Scan the listing below. Copy each line that contains "import".
[Provided information — start]
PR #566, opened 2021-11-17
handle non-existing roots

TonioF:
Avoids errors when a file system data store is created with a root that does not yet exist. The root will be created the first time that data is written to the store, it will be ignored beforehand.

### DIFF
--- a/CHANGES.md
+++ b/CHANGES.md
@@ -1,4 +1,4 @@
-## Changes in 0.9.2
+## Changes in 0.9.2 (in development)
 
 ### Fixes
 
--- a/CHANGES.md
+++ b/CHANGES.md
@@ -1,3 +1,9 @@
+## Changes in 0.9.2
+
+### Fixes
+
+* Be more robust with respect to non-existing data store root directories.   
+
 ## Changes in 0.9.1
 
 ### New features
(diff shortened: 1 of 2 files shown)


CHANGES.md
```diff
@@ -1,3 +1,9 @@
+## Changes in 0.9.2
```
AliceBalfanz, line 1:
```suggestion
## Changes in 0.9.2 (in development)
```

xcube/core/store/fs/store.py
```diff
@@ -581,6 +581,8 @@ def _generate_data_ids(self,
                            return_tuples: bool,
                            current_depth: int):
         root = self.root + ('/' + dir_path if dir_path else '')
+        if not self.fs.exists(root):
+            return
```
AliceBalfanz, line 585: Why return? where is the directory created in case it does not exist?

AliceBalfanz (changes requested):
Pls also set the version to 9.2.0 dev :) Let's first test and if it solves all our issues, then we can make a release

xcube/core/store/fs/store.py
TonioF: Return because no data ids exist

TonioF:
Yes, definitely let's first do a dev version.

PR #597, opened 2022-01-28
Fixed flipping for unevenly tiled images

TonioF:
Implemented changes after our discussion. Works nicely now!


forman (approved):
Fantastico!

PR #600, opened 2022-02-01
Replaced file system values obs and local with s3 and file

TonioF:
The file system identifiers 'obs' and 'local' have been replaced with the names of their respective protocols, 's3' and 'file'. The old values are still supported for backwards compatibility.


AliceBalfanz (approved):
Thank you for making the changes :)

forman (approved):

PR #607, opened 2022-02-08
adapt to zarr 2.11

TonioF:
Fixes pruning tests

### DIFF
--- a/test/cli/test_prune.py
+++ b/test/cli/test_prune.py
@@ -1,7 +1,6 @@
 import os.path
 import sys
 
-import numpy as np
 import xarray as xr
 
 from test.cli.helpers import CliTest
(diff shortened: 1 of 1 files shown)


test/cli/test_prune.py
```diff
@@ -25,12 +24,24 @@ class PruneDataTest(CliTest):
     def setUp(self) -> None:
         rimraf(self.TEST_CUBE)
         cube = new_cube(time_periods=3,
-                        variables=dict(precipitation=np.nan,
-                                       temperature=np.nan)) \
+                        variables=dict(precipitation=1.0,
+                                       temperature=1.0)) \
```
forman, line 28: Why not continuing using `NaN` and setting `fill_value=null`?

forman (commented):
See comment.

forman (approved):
[Provided information — finish]
- [Solution]:
 import os.path
 import sys
-import numpy as np
 import xarray as xr
 from test.cli.helpers import CliTest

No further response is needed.